Should the word "result" occur in a line of the records, copy that line.

[Records from a collection]
····················
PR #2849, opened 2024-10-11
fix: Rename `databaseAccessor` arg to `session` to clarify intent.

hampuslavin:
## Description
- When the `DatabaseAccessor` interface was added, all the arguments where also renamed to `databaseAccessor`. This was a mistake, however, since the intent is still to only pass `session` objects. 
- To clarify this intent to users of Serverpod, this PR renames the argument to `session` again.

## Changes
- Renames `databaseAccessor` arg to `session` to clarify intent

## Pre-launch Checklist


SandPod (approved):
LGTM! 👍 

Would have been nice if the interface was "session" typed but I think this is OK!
····················
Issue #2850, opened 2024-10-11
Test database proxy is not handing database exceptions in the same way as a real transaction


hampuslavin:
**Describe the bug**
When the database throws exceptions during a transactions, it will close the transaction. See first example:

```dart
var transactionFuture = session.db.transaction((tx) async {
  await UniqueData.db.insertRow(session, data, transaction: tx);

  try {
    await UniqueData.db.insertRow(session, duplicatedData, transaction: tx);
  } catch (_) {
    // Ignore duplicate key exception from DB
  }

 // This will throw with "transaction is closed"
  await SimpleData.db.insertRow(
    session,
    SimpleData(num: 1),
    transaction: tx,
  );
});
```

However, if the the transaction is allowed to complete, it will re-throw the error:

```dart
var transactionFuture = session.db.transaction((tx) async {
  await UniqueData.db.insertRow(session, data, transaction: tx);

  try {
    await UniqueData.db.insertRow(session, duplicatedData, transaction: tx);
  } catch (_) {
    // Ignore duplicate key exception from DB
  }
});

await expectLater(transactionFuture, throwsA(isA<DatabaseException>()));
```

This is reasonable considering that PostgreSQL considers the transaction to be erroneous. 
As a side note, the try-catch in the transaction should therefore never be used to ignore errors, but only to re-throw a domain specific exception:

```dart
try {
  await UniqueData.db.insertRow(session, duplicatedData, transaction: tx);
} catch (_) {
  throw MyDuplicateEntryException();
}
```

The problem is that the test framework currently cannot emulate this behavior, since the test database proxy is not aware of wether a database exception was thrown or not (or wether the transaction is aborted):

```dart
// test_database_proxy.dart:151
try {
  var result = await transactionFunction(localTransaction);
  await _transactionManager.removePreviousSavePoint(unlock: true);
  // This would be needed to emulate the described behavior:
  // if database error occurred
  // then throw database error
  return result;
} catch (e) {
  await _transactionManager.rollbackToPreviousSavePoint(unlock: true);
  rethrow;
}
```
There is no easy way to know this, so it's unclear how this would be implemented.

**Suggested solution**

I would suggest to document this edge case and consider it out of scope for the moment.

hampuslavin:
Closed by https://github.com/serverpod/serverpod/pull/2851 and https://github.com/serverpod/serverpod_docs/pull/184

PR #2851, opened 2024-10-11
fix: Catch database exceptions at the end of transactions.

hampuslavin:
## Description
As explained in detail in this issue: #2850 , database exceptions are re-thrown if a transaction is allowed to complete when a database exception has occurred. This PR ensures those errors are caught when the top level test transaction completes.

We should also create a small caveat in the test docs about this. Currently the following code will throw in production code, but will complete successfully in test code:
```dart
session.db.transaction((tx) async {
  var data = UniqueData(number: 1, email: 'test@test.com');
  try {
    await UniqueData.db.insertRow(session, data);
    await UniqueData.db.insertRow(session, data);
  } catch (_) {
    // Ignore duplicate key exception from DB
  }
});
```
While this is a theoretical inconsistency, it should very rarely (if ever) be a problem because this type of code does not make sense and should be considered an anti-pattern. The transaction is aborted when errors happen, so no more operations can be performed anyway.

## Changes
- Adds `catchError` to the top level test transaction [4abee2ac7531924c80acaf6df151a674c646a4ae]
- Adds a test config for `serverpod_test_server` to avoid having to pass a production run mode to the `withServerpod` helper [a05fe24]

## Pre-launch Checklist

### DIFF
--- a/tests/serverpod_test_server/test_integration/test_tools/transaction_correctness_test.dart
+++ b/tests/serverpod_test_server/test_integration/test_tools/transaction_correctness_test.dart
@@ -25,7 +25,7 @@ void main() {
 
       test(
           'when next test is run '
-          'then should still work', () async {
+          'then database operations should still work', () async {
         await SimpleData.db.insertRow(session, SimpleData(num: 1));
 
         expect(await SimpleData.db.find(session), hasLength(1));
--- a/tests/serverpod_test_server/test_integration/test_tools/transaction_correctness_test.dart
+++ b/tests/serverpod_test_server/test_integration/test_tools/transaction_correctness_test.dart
····················
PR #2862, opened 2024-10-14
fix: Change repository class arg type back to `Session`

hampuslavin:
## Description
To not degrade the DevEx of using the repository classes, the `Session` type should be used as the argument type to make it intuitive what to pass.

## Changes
····················
YOUR RESPONSE ::
  var result = await transactionFunction(localTransaction);
  return result;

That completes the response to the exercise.